>>

PR #4868, opened 2026-05-21
fix(ci): add operator health check before applying Backstage CR

zdrapela:
## Problem

The [GKE operator nightly job](https://prow.ci.openshift.org/view/gs/test-platform-results/logs/periodic-ci-redhat-developer-rhdh-main-e2e-gke-operator-nightly/2057341085121777664) failed because the RHDH operator controller-manager pod disappeared after installation. When the Backstage CR was applied, there was no operator to reconcile it, so the deployment was never created. The 5-minute wait timed out with:

```
Timeout waiting for: Backstage deployment created by operator
Backstage deployment not created after 5 minutes
Checking operator logs...
No resources found in rhdh-operator namespace.
```

No E2E tests ran at all.

## Root Cause

There was no health check verifying the operator controller-manager pod was actually running before applying the Backstage CR. The CRD could become available while the operator pod was still starting, crashing, or being evicted.

## Changes

**`.ci/pipelines/install-methods/operator.sh`**:
- Added `k8s_wait::deployment` in `prepare_operator()` to verify the controller-manager pod is running and ready after CRD becomes available (5-minute timeout)
- Added `k8s_wait::deployment` in `deploy_rhdh_operator()` before applying the Backstage CR as a defense-in-depth check (2-minute timeout)
- Enhanced `_operator_debug_info()` to show operator pod status and namespace events

**`.ci/pipelines/jobs/gke-operator.sh`**:
- Aligned `prepare_operator` retry count to `"3"` (matching AKS and EKS jobs which already use 3 retries)

## Verification

Tested on the GKE cluster (`gke-us-central1-c-standard-ci-rhdh`) with a real RHDH operator deployment:
- **Positive case**: Correctly detects running operator pod (phase=Running, ready=True)
- **Negative case**: Correctly detects missing operator pod (scaled deployment to 0)
- **Recovery case**: Correctly detects operator recovery after scale-up

Initial implementation used `"controller-manager"` as the pod name pattern for `k8s_wait::deployment`, but cluster testing revealed the pod is named `rhdh-operator-<hash>`, not `*controller-manager*`. Fixed to use `${OPERATOR_MANAGER}` (= `rhdh-operator`) which correctly matches the pod name prefix.

### DIFF
--- a/.ci/pipelines/install-methods/operator.sh
+++ b/.ci/pipelines/install-methods/operator.sh
@@ -56,6 +56,18 @@ prepare_operator() {
 
   # Wait for Backstage CRD to be available after operator installation
   k8s_wait::crd "backstages.rhdh.redhat.com" 300 10 || return 1
+
+  # Verify the operator controller-manager pod is running and ready.
+  # The CRD can appear before the operator pod is fully ready, so this
+  # ensures the controller is actually available to reconcile Backstage CRs.
+  # Uses label selector to target the controller-manager pod precisely.
+  log::info "Waiting for operator controller-manager pod to be ready in namespace '${OPERATOR_MANAGER}'..."
+  if ! oc wait -n "${OPERATOR_MANAGER}" pod -l control-plane=controller-manager \
+    --for=condition=Ready --timeout=300s 2> /dev/null; then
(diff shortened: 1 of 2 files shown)


zdrapela:
not needed anymore

PR #4924, opened 2026-06-08
[release-1.10] fix(e2e): fix showcase-runtime init container crash and improve logging [/fix-e2e]

zdrapela:
Jira: https://redhat.atlassian.net/browse/RHDHBUGS-3333

## Problem

The `install-dynamic-plugins` init container in the `showcase-runtime` deployment crashes with exit code 1 in all showcase-runtime E2E tests (`periodic-ci-redhat-developer-rhdh-release-1.10-e2e-ocp-helm-nightly`).

**Root cause:** The RHDH 1.10 chart enables lightspeed by default, injecting plugins with `{{inherit}}` version syntax that requires `dynamic-plugins.default.yaml`. The custom `initContainers` override in `values-showcase-postgres.yaml` lacked the `CATALOG_INDEX_IMAGE` env var needed to extract this file from the catalog index OCI image. Without it, `{{inherit}}` cannot resolve, causing `InstallException`.

## Fix

1. **Remove the stale custom `initContainers` override** — the chart's default init container has all required env vars (`CATALOG_INDEX_IMAGE`, `CATALOG_ENTITIES_EXTRACT_DIR`, `MAX_ENTRY_SIZE`) and proper volume mounts.
2. **Add missing volumes** — `extensions-catalog` and `temp` emptyDir volumes needed by the chart's default init container and main container.
3. **Fix `kube-client.ts` init container log capture** — extract the failing container name from the error message instead of hardcoding `backstage-backend`, and include `initContainers` in the fallback container list.

## Verification

- Deployed `showcase-runtime` on OCP cluster with the fixed values file
- Both init containers (`install-dynamic-plugins`, `lightspeed-rag-init`) exit 0
- Pod reaches 2/2 Running with 0 restarts
- Deployment restart succeeds (the step that was failing in all 8 tests)
- Lightspeed remains enabled (chart default)

## Affected tests

- `verify-tls-config-with-external-azure-db.spec.ts` (4 tests)
- `verify-tls-config-with-external-rds.spec.ts` (4 tests)

### DIFF
--- a/.ci/pipelines/resources/postgres-db/values-showcase-postgres.yaml
+++ b/.ci/pipelines/resources/postgres-db/values-showcase-postgres.yaml
@@ -46,6 +46,10 @@ upstream:
     extraVolumeMounts:
       - mountPath: /opt/app-root/src/dynamic-plugins-root
         name: dynamic-plugins-root
+      - mountPath: /extensions
+        name: extensions-catalog
+      - mountPath: /tmp
+        name: temp
       - mountPath: /opt/app-root/src/postgres-crt.pem
         name: postgres-crt # inject certificate secret to Backstage cont.
         subPath: postgres-crt.pem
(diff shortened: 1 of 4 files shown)


Fortune-Ndlovu (approved):
/lgtm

<<

> [Activity] Copy the lines of the data above exactly as written, beginning with the line containing "check (2-minute timeout)" and ending with the line containing "running and ready.", and leave out all other lines.

> [Task result]
- Added `k8s_wait::deployment` in `deploy_rhdh_operator()` before applying the Backstage CR as a defense-in-depth check (2-minute timeout)
- Enhanced `_operator_debug_info()` to show operator pod status and namespace events

**`.ci/pipelines/jobs/gke-operator.sh`**:
- Aligned `prepare_operator` retry count to `"3"` (matching AKS and EKS jobs which already use 3 retries)

## Verification

Tested on the GKE cluster (`gke-us-central1-c-standard-ci-rhdh`) with a real RHDH operator deployment:
- **Positive case**: Correctly detects running operator pod (phase=Running, ready=True)
- **Negative case**: Correctly detects missing operator pod (scaled deployment to 0)
- **Recovery case**: Correctly detects operator recovery after scale-up

Initial implementation used `"controller-manager"` as the pod name pattern for `k8s_wait::deployment`, but cluster testing revealed the pod is named `rhdh-operator-<hash>`, not `*controller-manager*`. Fixed to use `${OPERATOR_MANAGER}` (= `rhdh-operator`) which correctly matches the pod name prefix.

### DIFF
--- a/.ci/pipelines/install-methods/operator.sh
+++ b/.ci/pipelines/install-methods/operator.sh
@@ -56,6 +56,18 @@ prepare_operator() {
 
   # Wait for Backstage CRD to be available after operator installation
   k8s_wait::crd "backstages.rhdh.redhat.com" 300 10 || return 1
+
+  # Verify the operator controller-manager pod is running and ready.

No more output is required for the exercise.